# INFORMATION SHOWN:
PR #626, opened 2017-01-03
Test results directive --without-syschar and --thin-results

yuumasato:


mpreisler:

mpreisler:
I'd expect `Makefile.am` changes but I don't see them in the diff.

tests/nist/nist_test.sh
```diff
@@ -21,6 +21,60 @@ function test_nist {
...
+function test_results_directive {
+	test_dir="$1"
+	run_script="$(cd "${builddir}"; pwd)/run"
+	# make sure the output dir in builddir exists
+	mkdir -p "${builddir}/tests/nist/$test_dir/"
+	local datastream="ind_family_test-datastream.xml"
+
+	local result="${builddir}/tests/nist/${test_dir}/results_directive.results_arf.xml"
+	# the tests of this evaluation dont need to pass, return 0
+	${run_script} $OSCAP xccdf eval --profile "xccdf_gov.nist_profile_family-validation" --results-arf ${result} "${srcdir}/$test_dir/${datastream}" > /dev/null && 0
```
dahaic: Not sure what the construct `&& 0` means - should be `|| true`?

mpreisler: Good catch, this does look fishy.

yuumasato: Yeah, I was a little bit confused by exit statuses.
But I still don't know why it is working with `&&` if the evaluation of this data stream returns 2.

tests/nist/nist_test.sh
```diff
@@ -21,6 +21,65 @@ function test_nist {
 	fi
 }
 
+function test_results_directive {
+	test_dir="$1"
+	run_script="$(cd "${builddir}"; pwd)/run"
```
dahaic: As we have test_common.sh sourced in this file, you can use $OSCAP, instead of defining run_script by yourself.

yuumasato: Yes, I noticed that, but wanted to keep it consistent with `test_nist()`, which also uses `${run_script}`.

mpreisler: Looks like a mistake in the original PR to me. Let's use `$OSCAP` everywhere.

mpreisler:
Looks good to me now, ACK.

# WHAT TO PRODUCE:
Return the entries in full. Do not alter them.

# SOLUTION FOR THIS PROBLEM:
PR #626, opened 2017-01-03
Test results directive --without-syschar and --thin-results

yuumasato:


mpreisler:

mpreisler:
I'd expect `Makefile.am` changes but I don't see them in the diff.

tests/nist/nist_test.sh
```diff
@@ -21,6 +21,60 @@ function test_nist {
...
+function test_results_directive {
+	test_dir="$1"
+	run_script="$(cd "${builddir}"; pwd)/run"
+	# make sure the output dir in builddir exists
+	mkdir -p "${builddir}/tests/nist/$test_dir/"
+	local datastream="ind_family_test-datastream.xml"
+
+	local result="${builddir}/tests/nist/${test_dir}/results_directive.results_arf.xml"
+	# the tests of this evaluation dont need to pass, return 0
+	${run_script} $OSCAP xccdf eval --profile "xccdf_gov.nist_profile_family-validation" --results-arf ${result} "${srcdir}/$test_dir/${datastream}" > /dev/null && 0
```
dahaic: Not sure what the construct `&& 0` means - should be `|| true`?

mpreisler: Good catch, this does look fishy.

yuumasato: Yeah, I was a little bit confused by exit statuses.
But I still don't know why it is working with `&&` if the evaluation of this data stream returns 2.

tests/nist/nist_test.sh
```diff
@@ -21,6 +21,65 @@ function test_nist {
 	fi
 }
 
+function test_results_directive {
+	test_dir="$1"
+	run_script="$(cd "${builddir}"; pwd)/run"
```
dahaic: As we have test_common.sh sourced in this file, you can use $OSCAP, instead of defining run_script by yourself.

yuumasato: Yes, I noticed that, but wanted to keep it consistent with `test_nist()`, which also uses `${run_script}`.

mpreisler: Looks like a mistake in the original PR to me. Let's use `$OSCAP` everywhere.

mpreisler:
Looks good to me now, ACK.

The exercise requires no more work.